Artigo escrito por Arnaldo DeSouteiro em 20 de Outubro de 2004 e originalmente publicado no jornal "Tribuna da Imprensa"

Nem tem mais graça reclamar. E como a situação não se altera, o jeito é aproveitar as reedições e compilações que continuam abarrotando as prateleiras. Culpando a pirataria via download ilegal na internet, as gravadoras se recusam a investir em novos artistas e projetos, preferindo revirar os acervos. Às vezes até descobrem material inédito, como é o caso de “Virtuoso in New York”, do guitarrista Joe Pass, que adormecia no arquivo do selo Pablo, hoje controlado pela Fantasy Records. Esta mesma companhia relança os dois primeiros discos do recém-falecido Steve Lacy, o mais criativo sax-soprano da história do jazz. Por sua vez, o selo Sony Legacy arremessa quatro jóias de Thelonious Monk, todas com atraentes faixas extras.

Frutos tentadores

Ao ser redescoberto pelo produtor Norman Granz, nos anos 70, Joe Pass (1929-1994) conheceu uma nova fase de popularidade e prestígio, compensando o tempo perdido com internações (e detenções) na década anterior, marcada pela luta contra as drogas. Gravou mais de 30 LPs para a Pablo, e volta e meia surgem “novos” discos, geralmente captados em shows. Porém, este “Virtuoso in New York” (49m32s), é fruto de inéditas sessões de estúdio realizadas em 5 & 6 de junho de 1975. Para variar, nosso herói dá uma aula de guitarra-solo, com o título do CD fazendo explícita referência ao antológico “Virtuoso”, o álbum responsável, em 73, por restabelecer o prestigio de Joseph Anthony Passalaqua. Como bem afirma, no texto do encarte, o renomado crítico Scott Yanow, Pass – ao contrário de Stanley Jordan, por exemplo – “usava a técnica convencional para atingir o anti-convencional”. Faixas do nível de “I never knew”, “We’ll be together again”, “The way you look tonight” e “When your lover has gone” são exemplos de sua concepção inconfundível.
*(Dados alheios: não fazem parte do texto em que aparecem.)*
PR #6361, opened 2018-04-02
Update s3.md

rcarmstrong:
I am unsure if this problem is unique to trying to apply this policy to a bucket using Terraform, but I was unable to use the policy straight from the docs to configure my storage backend's bucket permissions. The error I would receive from Terraform is as follows;

```
Error putting S3 policy: MalformedPolicy: Missing required field Principal
```

I recreated the policy using the AWS policy generator and it added the principal section.

### DIFF
--- a/registry/storage-drivers/s3.md
+++ b/registry/storage-drivers/s3.md
@@ -187,22 +187,30 @@ Amazon S3 or S3 compatible services for object storage.
 
 ## S3 permission scopes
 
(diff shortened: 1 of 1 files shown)


ahh-docker:
@mark-church PTAL. Thanks.

L-Hudson:
Closing for lack of response from anyone. If you feel the ticket needs to be reopened, just let us know.

rcarmstrong:
Bummer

Outro estilista, Steve Lacy, falecido em junho último às vésperas de completar 70 anos, gravou seu primeiro disco como líder em uma única sessão (1º de novembro de 1957) para o selo Prestige. Uma nova tiragem de “Soprano sax” (33m18s) chega ao mercado, dentro da série OJC (Original Jazz Classics). Como se ouve, Lacy já nasceu pronto, demonstrando completa maturidade para um estreante, exibindo sua incomparável sonoridade em “Day dream”, “Alone together” e “Easy to love”. No apoio, o encontro inusitado do pianista Wynton Kelly (considerado um conservador) com os vanguardistas Buell Neidlinger (baixo) e Dennis Charles (bateria), colegas de Lacy no quarteto do iconoclasta Cecil Taylor. A afinidade com Monk, nítida na faixa “Work”, seria esmiuçada em “Reflections – Lacy plays Thelonious Monk” (36m56s), gravado no estúdio de Rudy Van Gelder em 17 de outubro de 58, àquela época contemplado com 4 estrelas na DownBeat. Como atesta o mestre Ira Gitler, no texto de apresentação, o saxofonista trata os temas de Monk com o devido atrevimento criativo, barbarizando em “Four in one”, “Bye-ya”, “Skippy” e na linda balada “Ask me now”, sendo estimulado por dois outros craques de saudosa memória, Mal Waldron (piano) e Elvin Jones (bateria), novamente com Buell no baixo.

Gênio em ação

Falando em Monk (1917-1982), o gênio do bop esbanja categoria em quatro petardos de sua fase na Columbia, de 62 a 68, sob a produção de Teo Macero. As cuidadosas reedições, coordenadas por Orrin Keepnews, reproduzem as capas e textos originais, agregando novos comentários, fotos raras e várias faixas inéditas. No fenomenal “Criss-cross” (62m52s), o segundo LP para a Columbia, editado em 63, a lendária baronesa Nica De Koenigswarter – a musa homenageada em “Pannonica” – assinava a contracapa do vinil, que tinha 8 faixas. No CD são 12, com Thelonious liderando Charlie Rouse (sax tenor), John Ore (baixo) e Frank Dunlop (bateria). Além das obras-primas de lavra própria (“Rhythm-a-ning”, “Crepuscule with Nellie”, “Criss-cross”), há fenomenais recriações dos standards “Tea for two” (em trio, sem o sax) e “Don’t blame me”, piano-solo repleto das dissonâncias que ninguém jamais soube usar tão bem. Mas, em termos de abordagem radical, talvez nada supere “Coming on the Hudson”, de sucessivas alterações de andamento (4/4, 3/4 e 2/4), ensejando arrojados solos de Monk e Rouse.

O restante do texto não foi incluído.